Zapatero a tus zapatos. Ratero a tus andadas. Tiene apenas 26 años, pero “El Chilango” es un compendio de la vida criminal, ya sea en la calle o en los reclusorios. Con poco más de 24 horas en la calle decidió volver a robar. Un amigo le dijo que lo que dejaba buenas ganancias era “cadenear”. Es decir, arrancar cadenas de oro a transeúntes de calles céntricas de la ciudad. “Ya llevaba cuatro, pero la pinche ambición me ganó”, relataba sobre su desgraciada decisión de quitar una cadena más. Esa última presea se la arrancó a una francesa, “gritona la cabrona”, añadió. Cuando trató de perpetrar su fechoría la víctima gritó y gritó. Lo persiguió unos metros. Él aceleró el paso y, de pronto, se vio frente al abundante tráfico de una de las calles principales. La francesa estaba detrás. Decisión límite: ¿cruzar o no cruzar? Va. De pronto sus piernas lo llevaron al otro lado de la acera. Había esquivado los vehículos. La libró. Respiró aliviado de quitarse de encima a esa francesa incómoda y bajó el ritmo de su trote. “Puf”. Golpe seco en su pantorrilla. La llanta de una motocicleta detuvo su carrera y lo lanzó a una tienda de telas. Casi reventó la vitrina. Como pudo se levantó y aventó al conductor de la moto, quien se le había echado encima. Retomó su huida seguido por el motociclista. Todo por piernas. La condición física del “Chilango” ya estaba mermada luego de tres o cuatro springs anteriores. Le faltaba el aire. Prefirió entonces tantear al perseguidor. Lo vio de reojo. Un poco más grueso que él, así que decidió enfrentarlo. Se paró a mitad de la calle. “¿Bueno, qué quieres hijo de la chin..?” No alcanzó a terminar la frase cuando el otro desenfundó una escuadra. “Policía Judicial”. “Chale, si me lo dice antes nos evitamos la pinche corretiza”, decía socarrón. El ticket ya estaba pagado. Había sido momento para subir a la montaña rusa de su conversación, de la historia de su vida.
Enseguida otro vuelco. Tenía clavada la mirada en el suelo. Su rostro se desencajó cuando comenzó a recordar cómo fue que obtuvo la libertad. Aún le faltaban dos años de condena tras ser capturado por haber robado un carro, con todo y conductora lesionada por arma de fuego. Su cómplice, el que asegura le disparó a la mujer, se escapó. Bajó del auto en un semáforo en alto. Cuando él llegó a dejar el automóvil, la policía lo estaba esperando. El mundo se le vino encima. Sentenciado a 10 años, el primer día de la condena fue visitado por su mujer embarazada para avisarle que se olvidara de ella, y de su hija, por supuesto. Entonces transcurrieron ocho años. Y su padre, el borracho golpeador, del que había huido con su madre y hermanos hace más de 15 años, fue por él. “Me dijo que se sentía mal. Tiene diabetes. Como que ya la sentía cerca y por eso quería tenerme afuera, con él. Pero no quise regresarme al chilango.” Prefirió quedarse en Guadalajara, reunir dinero e ir en busca de su mujer, de su hija, a la colonia Tabachines y si no estaba allí, hasta Zacatecas, de donde es oriunda y probablemente se encontrara. Estaba decidido a mostrarse ante quien fuera la musa de sus fechorías, a quien quería darle todo para sacarla de la casa pobre de sus padres, del barrio bravo donde vivía.

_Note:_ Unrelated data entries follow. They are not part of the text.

Issue #9602, opened 2022-02-04
Stress constriants and adjoint sensitivities for Topology Optimization Application


PhiHo-eng:
Hi,

I would like to consider stress in my topology optimization. This sets up a two part question:

First to the calculation:
I am using volume elements small_displacement_simp (based on small_displacement).
VON_MISES_STRESS should be calculated here in line 140 [small_dispalcement_simp_element.cpp](https://github.com/KratosMultiphysics/Kratos/pull/9480/files)
I am not seeming my error, but right now nothing is happening.
Do I need to implemente it? Or can I inherit the according functions from StracturalMechanicsApplication?

The second part is for the sensitivities:
Before I go to far here, I wanted to check what the capabilities in Kratos are now.
I see a couple tests with adjoint sensitivities for shells, beams and bar elements and in the response factory there is adjoint_max_stress and adjoint_local_stress. Should this work with volumes too?

Thank you in advance!

PhiHo-eng:
The first part of the question should be solved now, as I implemented the calculation of the VON_MISES_STRESS equivalent as it done in the Structural Mechanics Application.

loumalouomega:
I will mention @KratosMultiphysics/structural-mechanics

armingeiser:
@MFusseder @sunethwarna FYI.

e-dub:
We found what we were looking for (in part) in the [tests](https://github.com/KratosMultiphysics/Kratos/tree/master/applications/StructuralMechanicsApplication/tests/response_function_tests) and specifically [adjoint_max_stress](https://github.com/KratosMultiphysics/Kratos/blob/master/applications/StructuralMechanicsApplication/tests/response_function_tests/adjoint_max_stress_primal_parameters.json). Impressive work!  

To make things easier for us, I extended [structural_response.py](https://github.com/KratosMultiphysics/Kratos/blob/master/applications/StructuralMechanicsApplication/python_scripts/structural_response.py) to get to the elemental gradients like the nodal gradients with pull request #9819.

Through the grapevine, we have heard that work is being carried out on function aggregation and sensitivities for shape optimization.  May I inquire about the plans (and maybe the state) of this development?  Maybe we can take a look at this together to avoid duplicate activities.

PhiHo-eng:
Hi everyone, 
[...]

PR #5682, opened 2019-09-27
[ShapeOpt] [WIP] Adding new response with stress aggregation for optimization

dbaumgaertner:
This PR adds a new response function which allows for stress aggregation using the Kreisselmeier Steinhauser (KS) function.

By that, stress constraints may be considered over big parts of a structural domain whereas the given functionalities in Kratos only allowed for a single maximum value (whose location may heavily jump around). See figure below for an impression. There, a loaded hook structure is optimized for mass, while the stress in each element of the structure is not allowed to exceed a maximum value (dark red). The color plot shows the stresses on the surface for a constant value range. It can be seen, that the stresses significantly increase when reducing the mass (removing material). But they always stay within the specified limits.

ezgif com-crop (2)

This branch is **not yet ready to be merged** as it revealed an existing problem with thread safety in the current adjoint solution approach in case several elements are considered within the given stress response functions.  

Also, this PR first requires an approval and merge of #4364.

Roadmap:

- [ ] Identify and fix the bug that destroys thread safety (remove race conditions)
- [ ] Remove temporary workaround with a manual set of the number of threads to 1 
- [ ] Create a unit test for the stress aggregation response in the StructuralMechanicsApp
- [ ] Clean code and prepare for PR
- [x] Wait for the merge of #4364

PR #9835, opened 2022-04-08
StructMech: Adding max stress approximated via Kreisselmeier-Steinhauser function aggregation

e-dub:
**📝 Description**
This code change adds the max stress approximation via modified Kreisselmeier-Steinhauser (KS) function aggregation [1, 2].  Both the primal analysis and adjoint sensitivity analysis are included. KS is a continuous approximation of the inherently noncontinuous maximum operator, i.e. the maximum stress can "jump" between elements causing convergence issues when optimizing.  The modified version [2] avoids numerical overflow problems of the original function [1].  This is intended to be used in the topology optimization application (@PhiHo-eng) and should close issue #9602. 

[1] Kreisselmeier, G., Steinhauser, R.: Systematic control design by optimizing a vector performance vector. In: International Federation of Active Controls Symposium on Computer-Aided Design of Control Systems. (1979), DOI: 10.1016/S1474-6670(17)65584-8

[2] Martins, J.R.R.A., Poon, N.M.K.: On structural optimization using constraint aggregation. In: 6th World Congress on Structural and Multidisciplinary Optimization. (2005).

**🆕 Changelog**
- Added KS

### DIFF
--- a/applications/StructuralMechanicsApplication/custom_response_functions/response_utilities/adjoint_KS_max_stress_response_function.cpp
+++ b/applications/StructuralMechanicsApplication/custom_response_functions/response_utilities/adjoint_KS_max_stress_response_function.cpp
@@ -9,7 +9,6 @@
 //  Main authors:    E. Wehrle
 //                   based on max stress from Baumgaertner Daniel, https://github.com/dbaumgaertner
 //
-//
 
 // System includes
 
@@ -21,7 +20,6 @@
 
 namespace Kratos
 {
-    // --------------------------------------------------------------------------
     AdjointKSMaxStressResponseFunction::AdjointKSMaxStressResponseFunction(ModelPart& rAdjointModelPart, Parameters ResponseSettings)
     : AdjointStructuralResponseFunction(rAdjointModelPart, ResponseSettings),
       mrAdjointModelPart(rAdjointModelPart),
@@ -37,10 +35,9 @@ namespace Kratos
             << "AdjointKSMaxStressResponseFunction::AdjointKSMaxStressResponseFunction: Specified stress treatment not supported: " << ResponseSettings["stress_type"].GetString() << std::endl;
     }
 
-    // --------------------------------------------------------------------------
+    // primary analysis for max stress approximated via modified Kreisselmeier-Steinhauser aggregation
     AdjointKSMaxStressResponseFunction::~AdjointKSMaxStressResponseFunction(){}
 
-    // --------------------------------------------------------------------------
     double AdjointKSMaxStressResponseFunction::CalculateValue(ModelPart& rPrimalModelPart)
     {
         KRATOS_TRY;
@@ -48,10 +45,7 @@ namespace Kratos
         ModelPart& primal_agglomeration_part = rPrimalModelPart.GetSubModelPart(mCriticalPartName);
 
         // Find max mean value and corresponding element in primal model part
-        double max_mean_stress = 0.0;
-        double KS_max_mean_stress = 0.0;
-        double KS_sum = 0.0;
-        double pKS = 50.0;  //this should possibly be a variable to set
+        double pKS = 100.0;  //this should possibly be a variable to set
 
         IndexType elem_id_at_max = 0;
 
@@ -66,30 +60,21 @@ namespace Kratos
             for(IndexType i = 0; i < stress_vec_size; ++i)
                 mean_stress += element_stress[i];
             mean_stress /= stress_vec_size;
-
             if(mean_stress > max_mean_stress)
             {
                 max_mean_stress = mean_stress;
                 elem_id_at_max = elem.Id();
             }
+
+            mean_stress_vector[elem.Id()] = mean_stress;
         }
 
-        // I am looking twice to avoid save all the stresses, waste of time?
+        // reloop over elements, faster as vector operation?
         for(auto& elem : primal_agglomeration_part.Elements())
         {
-            Vector element_stress;
-            const ProcessInfo &r_process_info = rPrimalModelPart.GetProcessInfo();
-            StressCalculation::CalculateStressOnGP(elem, mTracedStressType, element_stress, r_process_info);
-
-            const SizeType stress_vec_size = element_stress.size();
-            double mean_stress = 0.0;
-            for(IndexType i = 0; i < stress_vec_size; ++i)
-                mean_stress += element_stress[i];
-            mean_stress /= stress_vec_size;
-            KS_sum += std::exp(pKS*(mean_stress-max_mean_stress)
+            KS_sum += std::exp(pKS*(mean_stress_vector[elem.Id()]-max_mean_stress));
         }
-        KS_max_mean_stress += max_mean_stress+1/pKS*std::log(KS_sum)
-
+        double KS_max_mean_stress = max_mean_stress+1/pKS*std::log(KS_sum);
         KRATOS_INFO_IF("AdjointKSMaxStressResponseFunction::CalculateValue", mEchoLevel > 0) << "Id of element with max stress value = " << elem_id_at_max << std::endl;
         KRATOS_INFO_IF("AdjointKSMaxStressResponseFunction::CalculateValue", mEchoLevel > 0) << "KS approx max mean stress value = " << KS_max_mean_stress << std::endl;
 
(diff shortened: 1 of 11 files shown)


applications/StructuralMechanicsApplication/custom_response_functions/response_utilities/adjoint_KS_max_stress_response_function.cpp
```diff
@@ -0,0 +1,251 @@
...
+
+    double AdjointKSMaxStressResponseFunction::CalculateValue(ModelPart& rPrimalModelPart)
+    {
+        KRATOS_TRY;
+
+        ModelPart& primal_agglomeration_part = rPrimalModelPart.GetSubModelPart(mCriticalPartName);
+
+        IndexType elem_id_at_max = 0;
+
+        for(auto& elem : primal_agglomeration_part.Elements())
```
loumalouomega, line 62: I would do a paralel loop

applications/StructuralMechanicsApplication/custom_response_functions/response_utilities/adjoint_KS_max_stress_response_function.cpp
```diff
@@ -0,0 +1,251 @@
...
+            if(mean_stress > max_mean_stress)
+            {
+                max_mean_stress = mean_stress;
+                elem_id_at_max = elem.Id();
+            }
+            mean_stress_vector[elem.Id()] = mean_stress;
+        }
+
+        // reloop over elements, faster as vector operation?
+        for(auto& elem : primal_agglomeration_part.Elements())
```
loumalouomega, line 87: Idem

applications/StructuralMechanicsApplication/custom_response_functions/response_utilities/adjoint_KS_max_stress_response_function.h
```diff
@@ -0,0 +1,230 @@
...
+    ///@name Operators
+    ///@{
+
+    ///@}
+    ///@name Operations
+    ///@{
+
+    using AdjointStructuralResponseFunction::CalculateGradient;
+
+    void CalculateGradient(const Element& rAdjointElement,
```
loumalouomega, line 84: Doxygen doc (whole file)

loumalouomega (changes requested):
Suggestions

applications/StructuralMechanicsApplication/custom_response_functions/response_utilities/adjoint_KS_max_stress_response_function.h
```diff
@@ -0,0 +1,230 @@
...
+    ModelPart& mrAdjointModelPart;
+    std::string mCriticalPartName;
+    Element::Pointer mpTracedElementInAdjointPart = nullptr;
+    StressTreatment mStressTreatment;
+    TracedStressType mTracedStressType;
+    SizeType mEchoLevel = 0;
+    double max_mean_stress = 0.0;
+    double KS_exp_sum = 0.0;
+    std::map<int,double> mean_stress_vector;
+    double pKS = 100.0;  //this should be a variable to set
```
armingeiser: reminder to add this to the ResponseSettings that are passed to the constructor

applications/StructuralMechanicsApplication/custom_response_functions/response_utilities/adjoint_KS_max_stress_response_function.cpp
```diff
@@ -0,0 +1,251 @@
...
+                                                               const ProcessInfo& rProcessInfo)
+    {
+        KRATOS_TRY;
+
+        KRATOS_ERROR_IF(mpTracedElementInAdjointPart == nullptr)
+            << "AdjointKSMaxStressResponseFunction::CalculateGradient: Traced element not initialized. First call \"CalculateValue\"!" << std::endl;
+
+        Matrix stress_displacement_derivative;
+
+        mpTracedElementInAdjointPart->Calculate(STRESS_DISP_DERIV_ON_GP,
```
armingeiser: I think the gradient should be computed for all elements that take part in the KS aggregation function? Here only the element with the actual max. stress is considered, but several times.

armingeiser (changes requested):
There was an attempt in implementing this some time ago that has unfortunately never been merged: https://github.com/KratosMultiphysics/Kratos/pull/5682

Some things are handled a bit differently (subtracting max_mean_stress from element stress value here vs. scaling stress in the other MR)

Main difference is which elements contribute to gradient, partial sensitivity etc. I think it is correct in the old MR, since here as far as i understand only the maximum element contributes to the gradient.

@sunethwarna please have a look, we have just recently talked about this.

applications/StructuralMechanicsApplication/custom_response_functions/response_utilities/adjoint_KS_max_stress_response_function.cpp
armingeiser: https://github.com/KratosMultiphysics/Kratos/pull/5682/files#diff-8b6054994596597f5c757bec84c589176b473f5ac682fbbb72a91cacecbb2cb2R126

e-dub: Yes this was an issue throughout. Should be resolved with "inspiration" from previous MR

applications/StructuralMechanicsApplication/custom_response_functions/response_utilities/adjoint_KS_max_stress_response_function.cpp
e-dub: I would postpone this and do this all at once with the other responses here.

applications/StructuralMechanicsApplication/custom_response_functions/response_utilities/adjoint_KS_max_stress_response_function.h
e-dub: Sure. Can you provide a good example in the Kratos project...for inspiration?

armingeiser (dismissed):
my concerns have been adressed

dbaumgaertner:
Just wanted to say, it is really cool to see the KS function finally come in. Good job and thanks @e-dub! As @armingeiser already said, the old MR unfortunately never made it to the main repo due to a persisting bug that destroys thread saftey and causes a race condition, see #5682. Talking about it, @e-dub, @armingeiser do you see the same problem here, or do you think it is not a problem anymore? Since I started the implementation in #5682, a lot of things have changed so I cant really judge this.

e-dub:
@dbaumgaertner May I inquire what the consequence of this error? Fluctuating results as you mentioned in #5682 or also nan?

dbaumgaertner:
Can't remember exactly. But I think there were just fluctuating values. So, the values of the derivatives changed with each new run. But we did not dig deeper back then. All the findings are mentioned in #5682 Most probably it is not because of the local implementation of the stress aggregation but has something to do with the logic of how the adjoint state and subsequently the sensitivities are computed and combined. The thing is, it may cause silent errors if you not do something about it. So, I would be very cautious and verify the relevant sensitivities carefully.

armingeiser:
From what i remember, `os.environ["OMP_NUM_THREADS"] = "1"` was sufficient to prevent the race condition from appearing in the old MR #5682.

Since then, [parallel utilities](https://github.com/KratosMultiphysics/Kratos/wiki/Parallel-Utilities) have been used to replace quite some parallel loops that have previously been implemented with OpenMP, so maybe `os.environ["OMP_NUM_THREADS"] = "1"` is not the right way to switch parallelism off anymore? Not sure, maybe @philbucher has an idea.

EDIT: maybe this helps: [`os.environ["OMP_NUM_THREADS"] = "1"`](https://github.com/KratosMultiphysics/Kratos/wiki/Parallel-Utilities#switch-from-openmp-based-parallelization-to-c-based-parallelization) 

I have not experienced fluctuating sensitivities in ShapeOptimization before, the way how elemental/nodal derivatives at element level are computed is slightly different though.

@sunethwarna @MFusseder tagging you here since this is definitely relevant for you, especially if this concerns compliance as well.

sunethwarna:
Hi all,

I have not experienced any race condition if i run a simulation with `OMP_NUM_THREADS=1` I use it with `ShapeOptimizationApplication` very frequently. May be you can compile it with intel compiler and run it through intel-inspector.

I had a race condition when I used intel-mkl pardiso solver to solve a system matrix with high condition number. Then I ran intel compiled krtaos through intel-inspector and found out there is a race condition happening within the intel-mkl library and it is only when you have matrices with high condition numbers.

Here is the intel inspector output
image

Apparently, there are some parameters which are also inputs and outputs, and in the case of high condition numbers they provide some detailed information using these. But this race condition was not there when using `OMP_NUM_THREADS=1`.

Link for the table of inputs and outputs in intel-mkl pardiso solver.

http://cali2.unilim.fr/intel-xe/mkl/mklman/index.htm#GUID-264E311E-ACED-4D56-AC31-E9D3B11D1CBF.htm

Medianoche. Uno de los ocho reclusos en la celda de cuatro por cuatro ha recobrado su libertad. Los sándwiches agrios de jamón con crema se han terminado. El Chilango se comió dos, pues otro de sus compañeros de celda prefirió beber café y galletas que su familia le llevó. Parece tener más fuerza para platicar. Se desvía el tema. Ahora da cuenta de su saber entorno a cómo se gobierna en el penal de Puente Grande. “Allí, la verdad, los que mandan son los reclusos. Acaba de salir el ‘May’, y se quedó a cargo otro bato que no ubico muy bien porque apenas estaba tomando el control”, explicaba este ex inquilino con ocho años de experiencia. Ahora la conversación se sostiene con dos jóvenes delincuentes como él, sólo que estos dos estaban allí por haber robado una camioneta de lujo. Parecía que no había cómo inculparlos, y después de algunos golpes recibidos por parte de los agentes, los acusaron por encontrarles unas pastillas psicotrópicas que ellos no llevaban. El relato sobre el penal siguió: la venta de cobijas de dos a cinco pesos, los cigarros a cinco, la renta de televisores y mejores lugares entre los internos. Relataron hasta maneras de comer mejor si asistían a ciertos grupos como Oceánica y otros de rehabilitación, ya que allí los encuentros contaban con mejores viandas. Terminaron su charla con el relato del temor por caer a “Íntima”, sinónimo tanto de la visita conyugal, en el mejor de los casos, como del espacio adecuado para resistir todo tipo de abusos “correctivos” si violaban alguna norma establecida por algunos de los dos gobiernos dentro de Puente Grande.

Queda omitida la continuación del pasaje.